[Opening Supplied data section]

PR #13025, opened 2024-08-30
docs: start to unify example resources

matthiasrohmer:
That's a first stab on unifying the various example resources for Puppeteer.

To do so this PR creates a new docs page /examples and adds it to the sidebar as "Examples & Use Cases". This page at some time could potentially evolve into a full section, similar to Guides, but for a start it's simply meant to make the existing examples discoverable and maintainable.

This new page includes the resources list from https://developer.chrome.com/docs/puppeteer/examples, which is meant to be deleted and redirected to pptr.dev/examples soon. I did go over the list and check for dead links/redirects/deprecations. This list was also duplicated to https://github.com/puppeteer/puppeteer/tree/main/examples#other-resources, which I removed and instead also added a link to pptr.dev/examples while streamlining the instructions to run the samples.

Additionally the new page has explicit pointers to https://github.com/puppeteer/puppeteer/tree/main/examples
and https://github.com/puppeteer/examples which I'll both clean-up and extend with new examples and delete obsolete ones.

### DIFF
--- a/docs/examples.md
+++ b/docs/examples.md
@@ -1,0 +1,67 @@
+# Examples & Use cases
+
+## Official examples
+
+[The Puppeteer repository](https://github.com/puppeteer/puppeteer/tree/main/examples) includes a small number of examples maintained by the Puppeteer team.
+
+Follow the instructions in the README to run the examples, covering use cases like creating PDFs from websites, creating screenshots or intercepting requests.
+
+## Example suite
+
+Find a set of unstructured examples in Puppeteer's dedicated [example repository](https://github.com/puppeteer/examples).
+
+This suite is a collection of examples that has been growing over time and covers various use cases like forwarding events
+from your Puppeteer process to the browser, interacting with elements and running CDP commands.
+
+## Other projects, articles and demos
+
+See the following list for use cases and examples from categories like Rendering, Web scraping and Testing.
+
+### Rendering and web scraping
+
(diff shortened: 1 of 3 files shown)


matthiasrohmer:
@OrKoN, PTAL.

OrKoN (approved):

docs/examples.md
```diff
@@ -0,0 +1,67 @@
...
+Find a set of unstructured examples in Puppeteer's dedicated [example repository](https://github.com/puppeteer/examples).
+
+This suite is a collection of examples that has been growing over time and covers various use cases like forwarding events
+from your Puppeteer process to the browser, interacting with elements and running CDP commands.
+
+## Other projects, articles and demos
+
+See the following list for use cases and examples from categories like Rendering, Web scraping and Testing.
+
+### Rendering and web scraping
```
OrKoN, line 20: Many projects/examples here seem somewhat outdated. Do you think we should keep referring to them or try to update them? Or perhaps we should discover some newer maintained examples? WDYT?

matthiasrohmer: Yep they definitely are, pondered about the same when going through them... I think trying to update the list to more current/maintained ones would be good.

However I could also imagine keeping some of the older ones around to inspire beyond usual tooling, Puppetron for example is a fun one - although it's arguably outdated too.

I'll document thoughts and ideas more properly next week and share with you :) while I was collecting everything today I just thought why not get at least this landed quickly.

[Closing Supplied data section]

**Required work:**
An exact copy of the material above is needed.

**Exercise answer:**
PR #13025, opened 2024-08-30
docs: start to unify example resources

matthiasrohmer:
That's a first stab on unifying the various example resources for Puppeteer.

To do so this PR creates a new docs page /examples and adds it to the sidebar as "Examples & Use Cases". This page at some time could potentially evolve into a full section, similar to Guides, but for a start it's simply meant to make the existing examples discoverable and maintainable.

This new page includes the resources list from https://developer.chrome.com/docs/puppeteer/examples, which is meant to be deleted and redirected to pptr.dev/examples soon. I did go over the list and check for dead links/redirects/deprecations. This list was also duplicated to https://github.com/puppeteer/puppeteer/tree/main/examples#other-resources, which I removed and instead also added a link to pptr.dev/examples while streamlining the instructions to run the samples.

Additionally the new page has explicit pointers to https://github.com/puppeteer/puppeteer/tree/main/examples
and https://github.com/puppeteer/examples which I'll both clean-up and extend with new examples and delete obsolete ones.

### DIFF
--- a/docs/examples.md
+++ b/docs/examples.md
@@ -1,0 +1,67 @@
+# Examples & Use cases
+
+## Official examples
+
+[The Puppeteer repository](https://github.com/puppeteer/puppeteer/tree/main/examples) includes a small number of examples maintained by the Puppeteer team.
+
+Follow the instructions in the README to run the examples, covering use cases like creating PDFs from websites, creating screenshots or intercepting requests.
+
+## Example suite
+
+Find a set of unstructured examples in Puppeteer's dedicated [example repository](https://github.com/puppeteer/examples).
+
+This suite is a collection of examples that has been growing over time and covers various use cases like forwarding events
+from your Puppeteer process to the browser, interacting with elements and running CDP commands.
+
+## Other projects, articles and demos
+
+See the following list for use cases and examples from categories like Rendering, Web scraping and Testing.
+
+### Rendering and web scraping
+
(diff shortened: 1 of 3 files shown)


matthiasrohmer:
@OrKoN, PTAL.

OrKoN (approved):

docs/examples.md
```diff
@@ -0,0 +1,67 @@
...
+Find a set of unstructured examples in Puppeteer's dedicated [example repository](https://github.com/puppeteer/examples).
+
+This suite is a collection of examples that has been growing over time and covers various use cases like forwarding events
+from your Puppeteer process to the browser, interacting with elements and running CDP commands.
+
+## Other projects, articles and demos
+
+See the following list for use cases and examples from categories like Rendering, Web scraping and Testing.
+
+### Rendering and web scraping
```
OrKoN, line 20: Many projects/examples here seem somewhat outdated. Do you think we should keep referring to them or try to update them? Or perhaps we should discover some newer maintained examples? WDYT?

matthiasrohmer: Yep they definitely are, pondered about the same when going through them... I think trying to update the list to more current/maintained ones would be good.

However I could also imagine keeping some of the older ones around to inspire beyond usual tooling, Puppetron for example is a fun one - although it's arguably outdated too.

I'll document thoughts and ideas more properly next week and share with you :) while I was collecting everything today I just thought why not get at least this landed quickly.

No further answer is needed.